I currently ride a 2004 5200. What are the differences in frame material, stiffness, etc and ride characteristics between the 5200 and the newer Madone 5.0, SL 5.2, SL 5.5, SL 5.9 and the SSL 6.5?

I think some of the bikes are same frame but different build kits.

Help educate me. Thanks.

ScubaD


----------



## z ken (Dec 30, 2006)

i think the different is stiffness of BB and headtube and of course madone is lighter and bling-factor. from 5.2 sl to 5.9 sl, frame wise, there's almost the same with different components ( from mixed ultegra to full D/A ) 5.0 is bit heavier than 5.2sl,5.5sl or 5.9 sl while 6.5sl is the ultimate Madone which lighter and stiffer and so is the pricetage. 6.5 sl and 6.9 sl is the same except the wheels ( race xxx-lite to carbon xxx-lite ) 

scubad: are you getting a Madone?? IMHO, buy 5.9 SL ( frame only ) and build it up, that way you save money and get the wheels of your choice. i don't like Bontrager wheels. die-hard fan of Zipp. GL!!


----------



## tellico climber (Aug 14, 2006)

I also used to ride a 2004 Trek 5200 up until last December when I purchased the Madone 6.5 SSL. I was pleased with my 5200 but as we all do from time to time I got the itch for a new bike purchase. I am a little faster on the Madone. The frame is definately stiffer at the head tube and bottom bracket than the 5200 and I think the race x lite wheels roll better than the race lites on the 5200. I have been very impressed with the race x lites. I now have close to 4000 miles on them while riding over some seriously rough crap and they still are totally true and roll extremely well.

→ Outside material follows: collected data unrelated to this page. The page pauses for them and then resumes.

PR #389, opened 2016-10-23
Load FITS table automatically when there is no image

### LINKED ISSUE #387: Cannot load table data outside of MultiDim
When I attempt to load FITS table data directly either using `File -> Load Image` or `FBrowser` by specifying the desired extension directly in the filename, I get the following traceback:

```
2016-10-17 11:04:53,409 | E | Control.py:532 (load_image) |
    Failed to load file 'j2o1506cj_osc.fits': too many indices for array
Error making callback 'activated': local variable 'image' referenced before assignment
Traceback:
  File ".../ginga/misc/Callback.py", line 98, in make_callback

  File ".../ginga/gw/GingaGw.py", line 144, in <lambda>
    item.add_callback('activated', lambda *args: self.gui_load_file())

  File ".../ginga/gw/GingaGw.py", line 555, in gui_load_file
    initialdir=initialdir)

  File ".../ginga/qtw/QtHelp.py", line 223, in popup
    self.cb(path)

  File ".../ginga/Control.py", line 653, in load_file
    image.set(loader=image_loader, image_future=future)
```

Perhaps the solution for this will also indirectly address #386?

pllim:
Fixes #387

Notes:
- The logic can probably be cleaner but maybe that's for the future when refactoring happens in general.
- Not sure if this works on FITSIO. I only use `astropy.io.fits` (formerly PyFITS).

### DIFF
--- a/ginga/Control.py
+++ b/ginga/Control.py
@@ -649,6 +649,7 @@ class GingaControl(Callback.Callbacks):
         except Exception as e:
             errmsg = "Failed to load '%s': %s" % (filepath, str(e))
             self.gui_do(self.show_error, errmsg)
+            return
 
         future = Future.Future()
         future.freeze(image_loader, filepath, **kwdargs)
--- a/ginga/Control.py
+++ b/ginga/Control.py
@@ -5,23 +5,28 @@
 # Please see the file LICENSE.txt for details.
 #
 # stdlib imports
-import sys, os
+import sys
+import os
 import traceback
-import re, time
+import time
 import tempfile
-import ginga.util.six as six
-if six.PY2:
-    import thread
-    import Queue
-else:
-    import _thread as thread
-    import queue as Queue
 import threading
 import logging
 import mimetypes
 from collections import deque
-import atexit, shutil
+import atexit
+import shutil
 from datetime import datetime
+
+# Local application imports
+from ginga import cmap, imap
+from ginga import AstroImage, RGBImage, BaseImage
+from ginga.misc import Bunch, Datasrc, Callback, Timer, Future
+from ginga.util import catalog, iohelper
+from ginga.canvas.CanvasObject import drawCatalog
+
+# Version
+from ginga import __version__
 
 magic_tester = None
 try:
@@ -37,17 +42,7 @@ try:
 except (ImportError, Exception):
     have_magic = False
 
-# Local application imports
-from ginga import cmap, imap
-from ginga import AstroImage, RGBImage, BaseImage
-from ginga.misc import Bunch, Datasrc, Callback, Timer, Future
-from ginga.util import catalog, iohelper
-from ginga.canvas.CanvasObject import drawCatalog
-
-# Version
-from ginga import __version__
-
-#pluginconfpfx = 'plugins'
+# pluginconfpfx = 'plugins'
 pluginconfpfx = None
 
 packageHome = os.path.split(sys.modules[__name__].__file__)[0]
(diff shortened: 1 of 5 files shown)


ejeschke:
I'll take a look at my first opportunity.

pllim:
@ejeschke , I got this to work. Please review when you get the chance. Also, Travis failure is caused by astropy/astropy#5437

ginga/Control.py
```diff
@@ -517,29 +514,37 @@ def load_image(self, filepath, idx=None):
...
             image.load_file(filepath, **kwdargs)
 
-        except Exception as e:
-            errmsg = "Failed to load file '%s': %s" % (
-                filepath, str(e))
-            self.logger.error(errmsg)
+        except Exception:
+            # TODO: Refactor code to be less hacky.
+            # Maybe it has a table on EXT 1.
             try:
```
ejeschke: My suggestion would be: once we have determined the file is a FITS file (or we have determined that we don't know what it is, so we are assuming it is FITS), we ask `ginga.util.io_fits` to open it and magically return us the right kind of thing (`AstroImage` or `AstroTable`).  We can assume that module has more detailed info than we have here; for example, once it opens the file and takes a look at the HDU it will know what kind of thing to create.

ginga/Control.py
```diff
@@ -576,8 +581,8 @@ def  _dl_indicator(count, blksize, totalsize):
...
                 dl = catalog.URLServer(self.logger, "downloader", "dl",
                                        info.url, "")
-                filepath = dl.retrieve(info.url, filepath=info.filepath,
-                                       cb_fn=_dl_indicator)
+                dl.retrieve(info.url, filepath=info.filepath,
+                            cb_fn=_dl_indicator)
```
ejeschke: I think we need `filepath` below.  So we shouldn't get rid of the assignment here.

ginga/Control.py
```diff
@@ -644,6 +649,7 @@ def load_file(self, filepath, chname=None, wait=True,
         except Exception as e:
             errmsg = "Failed to load '%s': %s" % (filepath, str(e))
             self.gui_do(self.show_error, errmsg)
+            return
 
         future = Future.Future()
         future.freeze(image_loader, filepath, **kwdargs)
```
ejeschke: Here's where we need `filepath`

ginga/Control.py
ejeschke: Probably we should add a new method to the fits loader classes in `io_fits` that looks a bit like `load_file`, but instead of returning a tuple with the data (and filling in a passed header) it creates the right kind of `AstroImage` or `AstroTable` and then calls the right methods to load it and return it.

pllim: I have two concerns here:
* I am not familiar with FITSIO, so I can only fulfil this implementation for `astropy.io.fits`.
* Circular imports.

ginga/Control.py
pllim: My `flake8` checker is complaining that `filepath` is defined by unused, that's why I deleted it. I don't see how it can be used in Line 649 (655 in this PR). See my next reply below.

ginga/Control.py
```diff
@@ -1466,8 +1477,8 @@ def get_loaded_image(self, imname):
     def add_image(self, image, silent=False, bulk_add=False):
 
         imname = image.get('name', None)
-        assert imname is not None, \
-               ValueError("image has no name")
+        if imname is None:
+            raise ValueError("image has no name")
```
pllim: I think `assert` is fine if you want `AssertionError`. But here, you are reraising the error as `ValueError`, so it is quite confusing to read. But I guess it comes down to personal preference. Do you want me to change it back?

pllim:
Superseded by #397.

I am not sure if I am faster because of the components,frame,wheels, or because I went with a larger size that fit me better or a combination of all of the above.

I think the Madone is an all around better bike that a fairly strong rider or above will appreciate the improvement with. The only down side I have noticed is the Madone 6.5 SSL is a little less compliant over hard edges than the 5200, but it is still a comfortable bike. I just did my first organized century of this year and felt totally comfortable at mile 100. I am not sure on the ride characteristics of the other Madone series bikes.

I hope this helps


----------



## scubad (Jun 22, 2004)

I am potentially looking at an upgrade since my 5200 might need to be replaced. I have upgraded almost everything on my 5200. So I can easily go frame only. My problme is that I want a stiffer and lighter bike at the same time not losing too much on comfort. I am planning on doing a lot of longer rides this year.  Last year was 110 miles and below on about every other weekend. I'm planning on racing LOTOJA this year which is a very long 206 mile long race.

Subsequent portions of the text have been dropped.